* RECORDS SUPPLIED:
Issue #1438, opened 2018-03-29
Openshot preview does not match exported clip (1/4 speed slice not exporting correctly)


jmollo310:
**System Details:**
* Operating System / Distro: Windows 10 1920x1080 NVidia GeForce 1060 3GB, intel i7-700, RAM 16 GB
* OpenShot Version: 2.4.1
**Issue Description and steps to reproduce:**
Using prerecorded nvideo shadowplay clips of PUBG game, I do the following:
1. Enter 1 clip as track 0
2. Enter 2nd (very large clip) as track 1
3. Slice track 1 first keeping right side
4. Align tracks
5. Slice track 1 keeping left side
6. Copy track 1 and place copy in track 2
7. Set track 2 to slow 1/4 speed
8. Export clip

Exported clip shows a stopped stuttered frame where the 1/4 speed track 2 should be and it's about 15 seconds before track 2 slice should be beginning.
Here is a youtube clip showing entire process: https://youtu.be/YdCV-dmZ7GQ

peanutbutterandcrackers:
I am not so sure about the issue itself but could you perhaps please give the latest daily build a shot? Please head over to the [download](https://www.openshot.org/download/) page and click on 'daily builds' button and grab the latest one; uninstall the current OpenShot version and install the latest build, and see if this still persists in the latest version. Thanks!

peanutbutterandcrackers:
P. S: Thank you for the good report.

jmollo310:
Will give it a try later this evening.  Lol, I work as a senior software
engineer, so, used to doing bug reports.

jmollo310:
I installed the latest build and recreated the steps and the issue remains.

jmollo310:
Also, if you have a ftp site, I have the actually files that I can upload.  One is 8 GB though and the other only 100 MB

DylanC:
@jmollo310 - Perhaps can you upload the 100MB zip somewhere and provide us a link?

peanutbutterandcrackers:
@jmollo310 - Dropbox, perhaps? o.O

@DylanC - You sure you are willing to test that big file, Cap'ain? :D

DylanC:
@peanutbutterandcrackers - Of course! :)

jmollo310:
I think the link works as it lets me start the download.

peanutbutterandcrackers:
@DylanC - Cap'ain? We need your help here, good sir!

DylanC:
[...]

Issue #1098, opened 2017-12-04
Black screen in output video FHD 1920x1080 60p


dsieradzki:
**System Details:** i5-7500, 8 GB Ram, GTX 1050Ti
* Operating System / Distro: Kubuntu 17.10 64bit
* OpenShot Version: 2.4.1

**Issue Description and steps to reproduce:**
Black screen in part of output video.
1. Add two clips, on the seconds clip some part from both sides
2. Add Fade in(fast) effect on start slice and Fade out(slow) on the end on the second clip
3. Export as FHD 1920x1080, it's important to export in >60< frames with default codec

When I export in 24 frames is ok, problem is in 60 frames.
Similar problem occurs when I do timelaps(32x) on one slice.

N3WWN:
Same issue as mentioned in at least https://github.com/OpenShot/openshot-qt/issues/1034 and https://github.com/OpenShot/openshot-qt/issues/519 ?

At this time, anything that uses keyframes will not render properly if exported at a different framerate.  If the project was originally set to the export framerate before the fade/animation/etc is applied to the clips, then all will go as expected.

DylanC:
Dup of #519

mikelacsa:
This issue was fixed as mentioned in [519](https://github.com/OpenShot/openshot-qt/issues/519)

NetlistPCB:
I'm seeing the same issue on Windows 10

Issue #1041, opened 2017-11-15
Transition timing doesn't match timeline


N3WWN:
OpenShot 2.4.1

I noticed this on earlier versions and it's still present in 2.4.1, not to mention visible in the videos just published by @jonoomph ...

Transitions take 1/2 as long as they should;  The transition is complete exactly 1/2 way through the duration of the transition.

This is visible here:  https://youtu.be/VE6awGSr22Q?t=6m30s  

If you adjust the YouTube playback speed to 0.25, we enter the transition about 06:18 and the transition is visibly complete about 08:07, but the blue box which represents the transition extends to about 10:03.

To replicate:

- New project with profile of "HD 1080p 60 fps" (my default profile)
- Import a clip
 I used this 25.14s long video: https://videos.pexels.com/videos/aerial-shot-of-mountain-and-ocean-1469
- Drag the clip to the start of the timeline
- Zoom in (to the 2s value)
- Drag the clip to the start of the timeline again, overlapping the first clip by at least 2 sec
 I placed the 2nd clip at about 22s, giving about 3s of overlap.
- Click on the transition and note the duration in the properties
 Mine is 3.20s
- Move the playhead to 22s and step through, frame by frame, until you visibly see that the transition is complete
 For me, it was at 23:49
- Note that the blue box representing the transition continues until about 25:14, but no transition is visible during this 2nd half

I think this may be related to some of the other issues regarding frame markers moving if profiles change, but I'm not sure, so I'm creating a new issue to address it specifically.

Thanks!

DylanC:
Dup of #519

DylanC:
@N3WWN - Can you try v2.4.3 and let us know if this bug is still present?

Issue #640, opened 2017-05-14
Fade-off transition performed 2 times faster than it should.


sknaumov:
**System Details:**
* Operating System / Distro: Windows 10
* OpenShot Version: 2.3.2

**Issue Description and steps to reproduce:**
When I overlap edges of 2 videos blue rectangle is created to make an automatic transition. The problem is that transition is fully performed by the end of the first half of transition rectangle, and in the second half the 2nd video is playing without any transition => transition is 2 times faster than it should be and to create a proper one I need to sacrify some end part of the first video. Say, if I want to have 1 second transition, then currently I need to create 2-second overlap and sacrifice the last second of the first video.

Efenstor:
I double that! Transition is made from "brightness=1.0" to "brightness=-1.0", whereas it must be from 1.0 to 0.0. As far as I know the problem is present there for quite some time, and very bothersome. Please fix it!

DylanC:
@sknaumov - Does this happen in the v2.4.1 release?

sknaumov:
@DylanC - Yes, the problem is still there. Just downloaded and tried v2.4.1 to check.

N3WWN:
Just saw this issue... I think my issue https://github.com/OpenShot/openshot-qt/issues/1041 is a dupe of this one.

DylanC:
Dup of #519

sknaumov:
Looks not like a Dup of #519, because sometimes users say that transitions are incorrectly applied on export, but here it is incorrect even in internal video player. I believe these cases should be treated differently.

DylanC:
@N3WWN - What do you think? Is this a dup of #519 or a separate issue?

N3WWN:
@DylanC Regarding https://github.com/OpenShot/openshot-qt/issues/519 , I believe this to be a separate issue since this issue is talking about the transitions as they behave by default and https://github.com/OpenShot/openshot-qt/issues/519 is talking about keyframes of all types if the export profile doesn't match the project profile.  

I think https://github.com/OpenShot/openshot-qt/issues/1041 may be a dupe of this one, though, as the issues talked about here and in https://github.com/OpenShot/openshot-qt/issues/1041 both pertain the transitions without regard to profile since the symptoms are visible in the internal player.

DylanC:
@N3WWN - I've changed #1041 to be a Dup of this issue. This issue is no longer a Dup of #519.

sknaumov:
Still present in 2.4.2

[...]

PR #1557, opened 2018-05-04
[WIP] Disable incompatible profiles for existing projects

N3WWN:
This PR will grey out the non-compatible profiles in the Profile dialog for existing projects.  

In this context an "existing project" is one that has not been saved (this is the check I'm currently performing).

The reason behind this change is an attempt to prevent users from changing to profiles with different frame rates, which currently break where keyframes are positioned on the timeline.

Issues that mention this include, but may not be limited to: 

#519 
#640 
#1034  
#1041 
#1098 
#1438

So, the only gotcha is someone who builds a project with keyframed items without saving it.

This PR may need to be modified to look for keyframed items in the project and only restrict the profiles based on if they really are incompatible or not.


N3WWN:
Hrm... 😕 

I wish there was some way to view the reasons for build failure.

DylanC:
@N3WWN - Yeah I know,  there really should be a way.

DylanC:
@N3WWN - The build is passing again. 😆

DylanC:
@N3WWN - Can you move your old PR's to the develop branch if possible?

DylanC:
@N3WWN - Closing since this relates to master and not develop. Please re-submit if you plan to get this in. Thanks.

* * *

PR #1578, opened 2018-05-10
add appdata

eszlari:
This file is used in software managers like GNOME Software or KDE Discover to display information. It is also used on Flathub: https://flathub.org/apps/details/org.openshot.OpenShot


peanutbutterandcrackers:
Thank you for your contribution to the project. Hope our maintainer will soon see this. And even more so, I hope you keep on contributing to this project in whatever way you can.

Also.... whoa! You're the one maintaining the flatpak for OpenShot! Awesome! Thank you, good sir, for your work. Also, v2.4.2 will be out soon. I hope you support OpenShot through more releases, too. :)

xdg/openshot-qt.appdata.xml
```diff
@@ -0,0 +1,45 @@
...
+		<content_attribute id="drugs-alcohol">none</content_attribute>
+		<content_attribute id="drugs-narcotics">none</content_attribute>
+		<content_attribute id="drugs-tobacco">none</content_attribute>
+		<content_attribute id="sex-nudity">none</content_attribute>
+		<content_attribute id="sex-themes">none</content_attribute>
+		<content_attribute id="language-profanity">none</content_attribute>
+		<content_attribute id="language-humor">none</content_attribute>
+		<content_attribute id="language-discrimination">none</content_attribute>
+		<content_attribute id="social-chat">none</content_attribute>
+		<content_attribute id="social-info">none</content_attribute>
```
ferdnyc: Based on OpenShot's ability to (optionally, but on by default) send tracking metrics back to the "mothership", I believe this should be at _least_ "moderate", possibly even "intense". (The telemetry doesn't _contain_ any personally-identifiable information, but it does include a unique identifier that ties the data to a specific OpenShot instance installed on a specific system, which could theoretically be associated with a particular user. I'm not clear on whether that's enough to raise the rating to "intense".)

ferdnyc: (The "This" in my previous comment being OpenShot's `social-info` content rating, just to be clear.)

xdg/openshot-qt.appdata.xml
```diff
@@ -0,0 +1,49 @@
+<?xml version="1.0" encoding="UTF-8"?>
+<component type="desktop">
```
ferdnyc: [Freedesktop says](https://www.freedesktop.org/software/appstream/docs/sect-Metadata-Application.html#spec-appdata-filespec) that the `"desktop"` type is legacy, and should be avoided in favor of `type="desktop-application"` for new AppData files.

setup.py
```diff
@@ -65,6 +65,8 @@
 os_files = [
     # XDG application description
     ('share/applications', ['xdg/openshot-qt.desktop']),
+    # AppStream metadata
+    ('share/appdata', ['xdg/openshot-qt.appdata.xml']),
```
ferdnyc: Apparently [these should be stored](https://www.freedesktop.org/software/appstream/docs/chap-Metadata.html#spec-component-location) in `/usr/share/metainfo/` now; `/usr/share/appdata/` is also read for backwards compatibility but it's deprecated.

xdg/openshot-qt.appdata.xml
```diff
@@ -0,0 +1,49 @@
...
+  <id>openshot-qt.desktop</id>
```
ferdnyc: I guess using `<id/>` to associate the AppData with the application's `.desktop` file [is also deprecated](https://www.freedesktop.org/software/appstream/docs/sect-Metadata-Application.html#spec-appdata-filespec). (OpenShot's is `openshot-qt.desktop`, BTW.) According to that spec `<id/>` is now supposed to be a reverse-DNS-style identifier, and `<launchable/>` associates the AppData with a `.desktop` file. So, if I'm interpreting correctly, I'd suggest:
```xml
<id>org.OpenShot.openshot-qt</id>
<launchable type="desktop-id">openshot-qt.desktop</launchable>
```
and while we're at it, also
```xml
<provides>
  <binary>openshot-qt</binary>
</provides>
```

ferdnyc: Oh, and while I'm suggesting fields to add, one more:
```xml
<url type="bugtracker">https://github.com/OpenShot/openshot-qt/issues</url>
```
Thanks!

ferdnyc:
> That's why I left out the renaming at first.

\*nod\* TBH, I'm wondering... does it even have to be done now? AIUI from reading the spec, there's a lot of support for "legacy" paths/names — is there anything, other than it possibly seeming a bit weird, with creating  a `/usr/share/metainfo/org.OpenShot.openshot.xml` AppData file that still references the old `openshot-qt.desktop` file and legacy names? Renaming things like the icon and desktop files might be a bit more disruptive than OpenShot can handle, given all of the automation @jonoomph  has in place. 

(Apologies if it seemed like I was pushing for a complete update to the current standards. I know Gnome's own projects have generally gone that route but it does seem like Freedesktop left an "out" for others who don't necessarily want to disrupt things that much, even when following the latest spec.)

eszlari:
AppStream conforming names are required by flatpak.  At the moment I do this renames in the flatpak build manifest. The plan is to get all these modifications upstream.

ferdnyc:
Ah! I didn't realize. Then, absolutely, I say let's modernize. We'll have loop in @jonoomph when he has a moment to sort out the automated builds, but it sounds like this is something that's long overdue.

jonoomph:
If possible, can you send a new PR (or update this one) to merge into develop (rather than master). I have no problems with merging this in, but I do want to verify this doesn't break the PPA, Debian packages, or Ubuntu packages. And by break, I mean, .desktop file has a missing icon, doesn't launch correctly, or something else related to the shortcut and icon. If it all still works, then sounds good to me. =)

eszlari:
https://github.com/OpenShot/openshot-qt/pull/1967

* TASK DIRECTIONS: Look above for the line with "Looks not like" and the line with "PR #1557, opened 2018-05-04"; transcribe both and all lines in between, exactly, and nothing else.

* EXPECTED ANSWER:
Looks not like a Dup of #519, because sometimes users say that transitions are incorrectly applied on export, but here it is incorrect even in internal video player. I believe these cases should be treated differently.

DylanC:
@N3WWN - What do you think? Is this a dup of #519 or a separate issue?

N3WWN:
@DylanC Regarding https://github.com/OpenShot/openshot-qt/issues/519 , I believe this to be a separate issue since this issue is talking about the transitions as they behave by default and https://github.com/OpenShot/openshot-qt/issues/519 is talking about keyframes of all types if the export profile doesn't match the project profile.  

I think https://github.com/OpenShot/openshot-qt/issues/1041 may be a dupe of this one, though, as the issues talked about here and in https://github.com/OpenShot/openshot-qt/issues/1041 both pertain the transitions without regard to profile since the symptoms are visible in the internal player.

DylanC:
@N3WWN - I've changed #1041 to be a Dup of this issue. This issue is no longer a Dup of #519.

sknaumov:
Still present in 2.4.2

[...]

PR #1557, opened 2018-05-04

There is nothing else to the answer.